Continuing the theme of first songs on first albums as mission statements: Rage Against the Machine gave us an ironic take on this with “Bombtrack.”
Rage Against the Machine made three albums of original music, spanning from 1992 to 1999. In that seven-year period, the sound of the band evolved very little, sticking with the heavy pentatonic-based riffing, beat-boxing whammy pedal solos, and ever-frantic scream-rap being spit from the ready mouth of Zach de la Rocha. So it's little surprise that “Bombtrack” serves as an excellent mission statement for the band. It “established" a template only in the sense that the template changed essentially zero through every song in the band’s discography.
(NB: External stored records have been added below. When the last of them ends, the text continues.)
PR #98, opened 2026-04-09
Only show one welcome message when autostart is enabled.

jamesremuscat:
When autostart and the `welcome` hook are both enabled, we were printing two very similar welcome messages. Let's only print one.

### DIFF
--- a/flight-starter/opt/flight/usr/lib/hooks/login/welcome
+++ b/flight-starter/opt/flight/usr/lib/hooks/login/welcome
@@ -26,6 +26,21 @@
 # https://github.com/alces-flight/flight-user-suite
 #==============================================================================
 
+# Load in any settings set by 'flight config set'. Allowing per-user settings
+# to override global settings.
+if [ -e /etc/xdg/flight/settings.config ]; then
+  source /etc/xdg/flight/settings.config
+fi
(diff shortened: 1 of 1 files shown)


flight-starter/opt/flight/usr/lib/hooks/login/welcome
```diff
@@ -26,6 +26,21 @@
 # https://github.com/alces-flight/flight-user-suite
 #==============================================================================
 
+# Load in any settings set by 'flight config set'. Allowing per-user settings
```
benarmston, line 38: The only other place that we load in `settings.config` is done after we've loaded `flight.config`. As we're `source`ing the file, it's theoretically possible that values in `settings.config` could depend on those in `flight.config`.

Perhaps, that's not going to ever be an issue, but I'd feel better if we were consistent about load order, one way or the other.

benarmston (commented):
It works!  Below I've either commented with a pedantic bit of nonsense or a prescient bit of wisdom.

flight-starter/opt/flight/usr/lib/hooks/login/welcome
jamesremuscat: I've moved the new code to below the block that loads `flight.config` just to be sure.

benarmston (approved):

PR #101, opened 2026-04-09
Run go mod tidy/verify on all go subdirs

benarmston:
A somewhat random collection of improvements to the code base:

* Run `go mod tidy/download/verify` on all Go subprojects not just `flight-core`.
* Add basic specs for `flight-howto`. I've added what was easy to write an integration test for.
* Add specs for `flight-desktop`. Again, I've added what was easy to write integration tests for.
* Improve config handling for `flight-desktop`.
  * Load once per run.
  * Fail early if there is a unmarshalling error.
  * Fall back to default config if file is missing.
* Add missing README for `flight-desktop`.

Regarding tests, most of them are golden (or snapshot) tests.  The compare the actual output to a "golden file" found in `testdata/golden/`.  The files can be updated by running `go test ./... -count 1 -update`.  The `testdata` directory also contains setup data that is copied into a temp directory and used as the `FLIGHT_ROOT`.  This allows isolating the test from prior test runs and from the system state itself.

`flight-desktop` also has some non-golden tests.  One that checks that certain artefacts have been created and another that runs through a lifecycle of list -> start -> list -> show -> kill -> list (or similar).

The tests do nothing to check that the `libexec/desktop/vncserver` actually works, nor do they check that any of the `session.sh` scripts work.  That is very much left as a manual testing exercise.


jamesremuscat (approved):
Thanks for this - it's good to have some tests in place (though I'm going to have to get used to the Go style of testing) and the other changes look sensible too.

PR #102, opened 2026-04-10
Fix issue with howto removal

benarmston:
Disabling a tool or hook currently removes all howtos installed by enabling a hook or tool.  The underlying issue is that `filepath.Rel()` was returning a path with as many `../` sections as needed to get a relative path.  Resulting in howtos from other tools/hooks being erroneously determined to belong to the one being disabled.

Now we clean the howto path and check if it has a prefix matching the cleaned tool/hook's howto directory.  This works correctly, as long as the symlinks are created with absolute paths, which they are.

### DIFF
--- a/flight-core/howto_guides.go
+++ b/flight-core/howto_guides.go
@@ -5,6 +5,7 @@ import (
 	"io/fs"
 	"os"
 	"path/filepath"
+	"strings"
 
 	"charm.land/log/v2"
 )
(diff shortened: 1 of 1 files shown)


jamesremuscat (approved):
> Disabling a tool or hook currently removes all howtos installed by enabling a hook or tool.

Oops...

This LGTM.

PR #103, opened 2026-04-10
Add `desktop logs` command.

### LINKED ISSUE #47: [Flight Desktop] Make session logs accessible
We would like to expose desktop session logs via a new `flight desktop log` command.

jamesremuscat:
image

We don't concern ourselves with pagination as it's entirely suitable for piping into `less`. Essentially, it stops people needing to figure out the session directory themselves in order to view the logs.

Resolves #47.

### DIFF
--- a/flight-desktop/session_logs.go
+++ b/flight-desktop/session_logs.go
@@ -1,0 +1,50 @@
+package main
+
+import (
+	"bufio"
+	"context"
+	"fmt"
+	"os"
+	"path/filepath"
+
+	"github.com/muesli/reflow/wordwrap"
+	"github.com/urfave/cli/v3"
+)
+
+func showSessionLogsCommand() *cli.Command {
+	return &cli.Command{
+		Name:        "logs",
+		Usage:       "Show desktop session logs",
+		Description: wordwrap.String("Display logs for a desktop session.", maxTextWidth),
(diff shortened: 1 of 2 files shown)


flight-desktop/session_logs.go
```diff
@@ -0,0 +1,50 @@
...
+				return fmt.Errorf("trying to read log file: %w", err)
+			}
+			defer log.Close()
+
+			scanner := bufio.NewScanner(log)
+
+			for scanner.Scan() {
+				line := scanner.Text()
+				fmt.Println(line)
+			}
```
benarmston, line 45: What's the reason that you've used a scanner instead of something like:

```go
			data, err := os.ReadFile(logFile)
			if err != nil {
				return fmt.Errorf("reading log file: %w", err)
			}
			fmt.Print(string(data))
```

is it just to avoid loading all of the logs in memory at once?

benarmston (approved):
LGTM. I've got a question about the use of `*bufio.Scanner`, but I'm not against it.

flight-desktop/session_logs.go
jamesremuscat: Yes, exactly that; I'm assuming the log file could potentially become quite large.

PR #108, opened 2026-04-13
Fix welcome hook and non interactive shells

### LINKED ISSUE #105: [Flight Starter] Welcome hook interferes with running commands over SSH
Stu has [found](https://chat.google.com/room/AAQAEObPY2Q/rLAgfthw7I4/rLAgfthw7I4?cls=10) some unwanted behaviour when running commands over SSH:

```
<flight> [rocky@login1 ~]$ ssh node01 '/opt/flight/bin/flight desktop list'
tput: No value for $TERM and no -T specified
tput: No value for $TERM and no -T specified
tput: No value for $TERM and no -T specified
tput: No value for $TERM and no -T specified
No desktop sessions found.
```

He posits:

> In a situation where I have desktop enabled and both the welcome and ssh-keypair-generation hooks enabled... Looks like it's the welcome hook, probably needs an interactive session check or something

benarmston:
This fixes an issue where `tput` error messages would be sent to STDERR when sshing to a compute node and running a command directly. E.g.,

```bash
[rocky@login1 ~]$ ssh node01 /opt/flight/bin/flight desktop list
tput: No value for $TERM and no -T specified
tput: No value for $TERM and no -T specified
tput: No value for $TERM and no -T specified
tput: No value for $TERM and no -T specified
┌────────────────────┬────────┬────────────────────────────┬──────────┬────────┐
│        Name        │  Type  │     Connection string      │ Password │ State  │
├────────────────────┼────────┼────────────────────────────┼──────────┼────────┤
│ nearly-azure-xterm │ xterm  │ 10.10.0.101:5901           │ BH6W2LXT │ remote │
└────────────────────┴────────┴────────────────────────────┴──────────┴────────┘
```

An alternative fix might be to only run the hook for interactive shells. Whilst that sounds like a good solution, all of our hooks are currently executed rather than sourced. This means that the shell that is started to execute the welcome hook is never interactive.

There are some alternative possible fixes, but they all either have potentially wide ranging consequences or require considerably more work.

1. We could decide that (login?) hooks are never ran for non-interactive shells, but that would affect all (login?) hooks.
2. We could extend the hook mechanism to allow different hooks to specify whether they should be ran for non-interactive shells.
3. We could pass whether the calling shell is interactive to each hook as its first parameter.

Fixes #105

### DIFF
--- a/flight-starter/etc/profile.d/zz-flight-starter.sh
+++ b/flight-starter/etc/profile.d/zz-flight-starter.sh
@@ -28,8 +28,8 @@ if [ -z "$BASH_VERSION" ]; then
   return
 fi
 
+FLIGHT_ROOT_ORIG="${FLIGHT_ROOT}"
 export FLIGHT_ROOT=${FLIGHT_ROOT:-/opt/flight}
-FLIGHT_ROOT_ORIG=${FLIGHT_ROOT}
 
 if [ "${-#*u}" != "$-" ]; then
   set +u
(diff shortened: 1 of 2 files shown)


jamesremuscat (approved):
Makes sense to me, and solves the problem at hand.

PR #110, opened 2026-04-13
Howto guides can override default name

### LINKED ISSUE #109: [Flight howto] Support acronyms in howto filenames
When the `flight-mfa` tool is enabled, `flight howto list` shows:

```bash
$ ./opt/flight/bin/flight howto list
┌───────┬──────────────────────────────────────────────┐
│ Index │                    Title                     │
├───────┼──────────────────────────────────────────────┤
│ 1     │ About Flight User Suite                      │
│ 2     │ Flight Mfa                                   │
└───────┴──────────────────────────────────────────────┘
```

We'd like that to be "Flight MFA" not "Flight Mfa".  Similarly for any other acronyms in any other howto guides.

benarmston:
If the default name for a howto guide is not suitable, it can be overridden by specifying its name in its front matter. E.g.,

```
---
name: "Flight MFA"
---
```

Or

```
---
admin: true
name: "Admin Guides > Flight MFA"
---
```

As the second example implies, if the name is provided by front matter, it needs to provide the exact name that will be displayed in the `hwoto list` output, not just the final part.  This provides full flexibility, at the expense of a small amount of inconvenience.

Resolves #109

### DIFF
--- a/flight-howto/guides.go
+++ b/flight-howto/guides.go
@@ -4,8 +4,12 @@ import (
 	"fmt"
 	"os"
 	"path/filepath"
+	"regexp"
+	"strings"
 
 	"charm.land/log/v2"
+	"golang.org/x/text/cases"
+	"golang.org/x/text/language"
 	"gopkg.in/yaml.v3"
 )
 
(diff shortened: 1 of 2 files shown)


jamesremuscat (approved):
LGTM.

PR #112, opened 2026-04-13
Add Bash shell completion

benarmston:
This PR adds support for tab completion for the Bash shell.

The particulars of how commands complete can be found on #111.

The implementation is relatively straightforward, but a couple of things are worth calling out.

During the build process, bash completion configuration is generated and installed at `/etc/bash_completion.d/flight`.  This is only generated for the `flight` command, e.g., `flight-core`.

If a user types `flight <tool> <tab>`, a request for completions is sent to the `flight` command by the shell.  `flight` proxies that request to the tool by running `$FLIGHT_ROOT/usr/lib/flight-core/flight-<tool> --generate-shell-completion`.  This results in shell completion working for all of our tools as long as they are accessed via `flight <tool>`.

---

A completion script can be generated for ZSH by running:

```bash
/opt/flight/bin/flight completion zsh
```

It is left as an exercise for ZSH users to figure out where that output should be placed.

Similarly, a completion script can be generated for Fish by running:

```bash
/opt/flight/bin/flight completion fish
```

Resolves #111

PR #116, opened 2026-04-14
Improved completion inside of `flight shell`

benarmston:
Based on branch under review in #112.

Tab completion now works correctly inside of `flight shell` too.


jamesremuscat (approved):
Works well enough for me!

Issue #1045, opened 2015-02-20
ask for passphrase on secret key export/deletion


Valodim:
Although these operations do not require a passphrase cryptographically, it still makes sense to make sure the user is authorized if they want to use those operations. See #194 for discussion.

tdjogi010:
Hey @Valodim ,
I send a pull request #1108 .
Please check it.

Valodim:
Good so far. This is still missing other places where keys can be deleted though, like the KeyList and AdvancedKeyView.

On the long run, I'd prefer to have the check in the operation code where it really belongs, rather than just the UI. It is the UI code's obligation to inquiry the passphrase for these operations, but the Delete and Export operations should not just trust that this check was already made at an earlier point.

manojkhannakm:
Hello @Valodim

I've planned to solve this issue by creating a DeleteKeyDialogActivity(similar to PassphraseDialogActivity) which would start the PassphraseDialogActivity if the key is not cached and then display the DeleteKeyDialogFragment. Is this approach good?

But I've also found that the above approach cannot not be applied to exporting as it uses a common FileDialogFragment. Can you please suggest something on this.

And what should happen when users try to export multiple secret keys? should they be asked for the passphrases of all keys(which I believe would be a bad UX design) or should they be simply not allowed to export.

iseki-masaya:
Hello @Valodim

I send a pull request #1182.
Please take a look.

PR #1182, opened 2015-03-24
#1045: Add a loop for multiple key export.

iseki-masaya:
Please take a look.


dschuermann:
* Please don't use short if else constructs. Always use brackets.
* Can this somehow be externalized into another class? This is some code scattered around ;)

iseki-masaya:
Thank you for your review.
I modify the code : 
* Add brackets if-else constructs.
* Externalize the procedure as the function named showMultiExportDialog.

I think it is not reasonable to externalize the procedure as another class in this stage because this procedure is used in only KeyListFragment.
This procedure should be externalized as another class when it needs to be used from other class.

dschuermann:
Great thanks!

Issue #1052, opened 2015-02-22
Switch from StickyListHeaders to SuperSLiM


dschuermann:
https://github.com/TonicArtos/SuperSLiM

vectorijk:
Hi @dschuermann @Valodim 
To import SuperSLiM as an extern submodule, do we need to fork https://github.com/TonicArtos/SuperSLiM to open-keychain. 

Because I add 
```
[submodule "extern/SuperSLiM"]
	path = extern/SuperSLiM
	url = https://github.com/TonicArtos/SuperSLiM.git 
``` 
into `.gitmodules` and update with `git submodule update --init --recursive` . *Does not work*

I read the [Readme in SuperSLiM] (https://github.com/TonicArtos/SuperSLiM#how-do-i-get-it)
It should be used SuperSLiM as
 ```
dependencies {
    compile 'com.tonicartos:superslim:+'
}
```

So which way should we use? extern submodule way or the way above?

dschuermann:
https://github.com/open-keychain/open-keychain#add-new-library
Add as Maven dependency, but please use a fixed version number, not "+". Also add it to gradle witness verification.

vectorijk:
Cool! Get it

vectorijk:
@dschuermann , I got stuck. In original KeyListFragment, Its use cursor to fetch key data from database. And use override method in StickyListHeaders [getHeaderView(...)](https://github.com/open-keychain/open-keychain/blob/development/OpenKeychain/src/main/java/org/sufficientlysecure/keychain/ui/KeyListFragment.java#L772) to create Header View. But in sample of library SuperSLiM may use RecyclerView adapter to create key ViewHolder. And its data needed to display is stored in ArrayList in RecyclerAdapter (see [this](https://github.com/TonicArtos/SuperSLiM/blob/master/example/src/main/java/com/tonicartos/superslimexample/CountryNamesAdapter.java#L40)). Should we store all the keys fetched from cursor into a new arraylist in RecyclerAdapter first and then to create ViewHolder or something else?

Cause now I can apply library SuperSLiM into KeyListFragment and have already display key list(RecyclerView) well without sticky header. But I get confused about how to add header into key list (RecyclerView). So to store header and key view holder together into an arraylist, I think it will be easy to handle.

Valodim:
[...]

PR #1185, opened 2015-03-27
Switched to SuperSLiM and Fixed issue #1051

manojkhannakm:
Fixed issues #1052 And #1051 and also made few improvements like showing total key count during searching etc. The only thing which is missing currently is the fast scroll feature which is not available for RecyclerView.

**KeyListFragment**
screenshot_2015-03-28-00-50-46
screenshot_2015-03-27-20-58-24

**ViewKeyAdvCertsFragment**
screenshot_2015-03-28-13-55-13


dschuermann:
Looks great from looking at the UI.

The main problem with this pull request is the inefficiency of the code. Before discussing smaller details, there should be no need to maintain
```
private ArrayList<Item> mItemList = new ArrayList<>();
```
to hold all items. As done before all of this should be handled by the adapter. 
Everything else follows from this fundamental design decision.

manojkhannakm:
Actually I started maintaining an ArrayList of Items only after carefully analyzing both `StickyListHeaders` and `SuperSLiM` libraries.

The `StickyListHeaders` uses something called a `headerId` which is an integer with which the headers and its items are sorted ascendingly and also the headers are separate views which are not a part of the list.

Where as `SuperSLiM` uses a `firstPosition` for every item which is the index of its header item. The problem here is that the headers are also items of the RecyclerView which makes the `position` of the Key items different from their `cursorPositon`. This why I had to maintain an `Item` class with some minimum variables like `type`, `headerIndex`(`firstPosition`) and `cursorPosition`.

dschuermann:
Hmmh I see. This class is definitely complicated. Thanks for your explanation and your hard work on this.
Can you also look over this @Valodim ?

Valodim:
Looked it over: This looks pretty good overall, except for the cursor->arraylist hack, which is unfortunately a showstopper. I looked around a bit, there is [this library](https://github.com/twotoasters/SectionCursorAdapter/tree/52ee5a69265db095d6023f145245ce19128402fd/library/src/main/java/com/twotoasters/sectioncursoradapter/adapter) which implements (if I'm not mistaken) a sectioning recycler cursor adapter. This might be a perfect solution for this case, provided the code in that branch is mature enough.

dschuermann:
Hey, @manojkhannakm . This pull request was not completely bad, are you working on a new pull request or why did you close it?
If possible please re-push the branch.

manojkhannakm:
It got closed automatically when I reset the branch, but I've already made another branch(development-old) with these changes which I'll improve with what @Valodim has suggested later.

I'm currently learning more on unit test now so I'll fix this up a bit later.

dschuermann:
@manojkhannakm Wow great :+1:

dschuermann:
Hey @manojkhannakm ,
do you still have your branch laying around? It would be great if you could push it to github. We would then merge it into a branch on our side and use it as a starting point for further improvements.

manojkhannakm:
@dschuermann https://github.com/manojkhannakm/open-keychain/tree/development-old

Its there in the last 4 commits.

dschuermann:
Thanks. It's now here: https://github.com/open-keychain/open-keychain/tree/recyclerview-wip

Issue #1167, opened 2015-03-20
Design icon for passphrase cache


dschuermann:
We should design two icons for the passphrase cache service notification:
* one for Android < 5
* one for Android > 5
based on the design guidelines for the versions and based on our new app icon.

mrCoder256:
Good afternoon!
@dschuermann , I am going to solve this issue but I have one question: are "the icons for the passphrase cache service notification" that show after a new key is created?

dschuermann:
Yes.
The icon is also shown everytime something is signed using a key.
Please use https://github.com/open-keychain/open-keychain/blob/development/Graphics/drawables/material-launcher/vector-src.ai or https://github.com/open-keychain/open-keychain/blob/development/Graphics/drawables/material-launcher/vector-src.psd as a basis.

mrCoder256:
@dschuermann, I've designed two icons for the passphrase cache and each of them is shown for appropriate Android version (> 5 and < 5).
But the problem is that I cannot push my changes to github :( I'm still getting an error:
"Compressing objects: 100% (3156/3156), done.
error: RPC failed; result=55, HTTP code = 200"
I hope I'll be able to send my pull request to the end of this working day...

dschuermann:
No problem. Looks like github is under DDoS today.

dschuermann:
Looks linke github ddos stopped. You can try again

mrCoder256:
@dschuermann, I've sent you pull request: https://github.com/open-keychain/open-keychain/pull/1186
I've got Internet access only now :(

mrCoder256:
Please, tell me if it is necessary to make some changes in these icons. I put the original images in Graphics/drawables/passphrase-cached-icons/ folder, so it wont be difficult to change these icons.

I haven't found how to apply a proposal on the Google Summer of Code page, so I wrote a message to your organization. Was I late with my proposal?

dschuermann:
@mrCoder256 The Google Summer of Code application closed yesterday. You can apply next year and consider applying a minimum of a day before the deadline next time :)

The icon design should follow http://developer.android.com/design/style/iconography.html#notification , i.e., we need a white icon. So sry I need to close your pull request.

dschuermann:
done in https://github.com/open-keychain/open-keychain/commit/8cd7e295404fdfad5167b96fdf3a5cbeca8e4cd1

PR #1186, opened 2015-03-27
Designed icons for passphrase cache

mrCoder256:
As "one patch rule"


dschuermann:
Sry but not following the design guidelines. See https://github.com/open-keychain/open-keychain/issues/1167#issuecomment-87262940

PR #1187, opened 2015-03-27
-Fixed a situation where additional emails could be duplicated when crea...

Hiperzone:
...ting a new key -If CreateKeyEmailFragment view is recreated, the array of additional emails won't be repopulated again if its not null, avoiding new reallocations. -if CreateKeyEmailFragment view is recreated, the email adapter wont be recreated if its not null, avoiding new reallocations.


dschuermann:
Great thanks!

PR #1188, opened 2015-03-28
Corrected import error message, changed style to WARN

adithyaphilip:
If an import operation for multiple keys fails for all, we get an incorrect "Import of %d keys failed!" message. Just had to add a missing parameter.
For reference:
Old:
screenshot_2015-03-28-19-56-42

New:
screenshot_2015-03-28-21-33-35

A comment recommended switching to the warning style in case some keys succeed but others fail. Changed that too.


dschuermann:
Nice catch!

Issue #1177, opened 2015-03-23
ASCII armor encryption very slow


dschuermann:
From ml:
> If I set EXTRA_REQUEST_ASCII_ARMOR true, it take *significantly *longer to 
> to return from the async encryption service call -- maybe too long for me 
> to use that feature.

I also noticed it when encrypting a file. Choosing ascii armor slows it extremly down.

Maybe a buffer is missing somewhere.

PR #1191, opened 2015-03-30
Added Buffer to ASCII Armor Encryption

adithyaphilip:
2^16 bytes buffer is in place, solved Issue https://github.com/open-keychain/open-keychain/issues/1177

Should I add a buffer to the signature writing too?


dschuermann:
Awesome, I implemented your fix in https://github.com/open-keychain/open-keychain/commit/1923942fc97534eb86177053a29868df5223cb16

This could be a negative if their formula didn’t have the benefit of some of the most imaginative heavy riffs devised for an electric guitar. The songs were a series of riffs, each building to an incisive mantra before shifting gears into the next riff section. The dramatic advantage of this style shows the line between politics and performance and the eerie symbiosis they have. It turns out that heavy, aggressive metal riffs repeated on a long building loop to a shrieking climax mirrors the patterns of some of the most manipulative of political speaking practices. And so as the guitars, bass, and drum repeat each breathtaking musical idea, de la Rocha has a prime opportunity to infect them with his incessant sloganeering, equally on repeat. The drama of these songs is in how long a segment can repeat before changing, what that change will be (inevitably awesome), and what the new political rant will be to overlay it and ride the section out to peak fury.
Also, it wasn’t an issue that their style barely changed, because the dudes who got into this music the most were/are not really into the “self reinvention” idea so much as they are into the idea that they are the ones who are perpetually right in a world of decadence and compromise.
Paul Ryan is on record as a fan of Rage Against the Machine.
The band also pioneered the concept of joining a major conglomerate entity for the purpose of commandeering the wide reach of its media apparatus, with the goal of spreading a supposedly positive populist utopian philosophy through the spitting of aggressive bile about the society as-is, wholly absent-minded of the practicality of all people being able to fit happily into the utopian paradigm. In their day, they were heavily criticized by their most dedicated purists for this embrace of establishment infrastructure. Amongst those this concept used to most harshly offend, it has since found much more emphatic acceptance.